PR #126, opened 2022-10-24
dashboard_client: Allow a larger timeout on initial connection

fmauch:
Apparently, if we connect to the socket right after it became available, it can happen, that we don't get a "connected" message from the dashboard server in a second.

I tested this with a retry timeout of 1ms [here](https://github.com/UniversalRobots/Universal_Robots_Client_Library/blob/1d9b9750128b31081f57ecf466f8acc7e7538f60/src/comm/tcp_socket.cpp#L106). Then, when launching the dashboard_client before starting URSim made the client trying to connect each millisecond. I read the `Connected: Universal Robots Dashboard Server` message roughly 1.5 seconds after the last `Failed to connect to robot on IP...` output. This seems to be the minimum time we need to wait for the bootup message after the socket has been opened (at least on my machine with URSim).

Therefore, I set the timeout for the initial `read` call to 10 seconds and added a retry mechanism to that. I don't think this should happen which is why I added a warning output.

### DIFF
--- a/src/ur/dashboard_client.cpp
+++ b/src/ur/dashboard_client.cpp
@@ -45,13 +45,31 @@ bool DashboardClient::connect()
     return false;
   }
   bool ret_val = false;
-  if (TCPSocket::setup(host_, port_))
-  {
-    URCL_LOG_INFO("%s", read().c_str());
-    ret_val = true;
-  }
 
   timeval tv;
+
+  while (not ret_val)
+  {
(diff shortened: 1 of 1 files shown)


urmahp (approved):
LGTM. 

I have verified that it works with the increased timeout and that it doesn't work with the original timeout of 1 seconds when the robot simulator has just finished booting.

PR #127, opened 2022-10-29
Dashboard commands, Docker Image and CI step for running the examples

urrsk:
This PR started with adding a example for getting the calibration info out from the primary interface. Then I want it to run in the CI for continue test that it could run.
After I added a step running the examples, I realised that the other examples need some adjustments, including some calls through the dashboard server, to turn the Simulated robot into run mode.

THE TASK :: Identify the lines in the entries above that contain "with", then copy them out.

WRITTEN ANSWER ::
I tested this with a retry timeout of 1ms [here](https://github.com/UniversalRobots/Universal_Robots_Client_Library/blob/1d9b9750128b31081f57ecf466f8acc7e7538f60/src/comm/tcp_socket.cpp#L106). Then, when launching the dashboard_client before starting URSim made the client trying to connect each millisecond. I read the `Connected: Universal Robots Dashboard Server` message roughly 1.5 seconds after the last `Failed to connect to robot on IP...` output. This seems to be the minimum time we need to wait for the bootup message after the socket has been opened (at least on my machine with URSim).
I have verified that it works with the increased timeout and that it doesn't work with the original timeout of 1 seconds when the robot simulator has just finished booting.
This PR started with adding a example for getting the calibration info out from the primary interface. Then I want it to run in the CI for continue test that it could run.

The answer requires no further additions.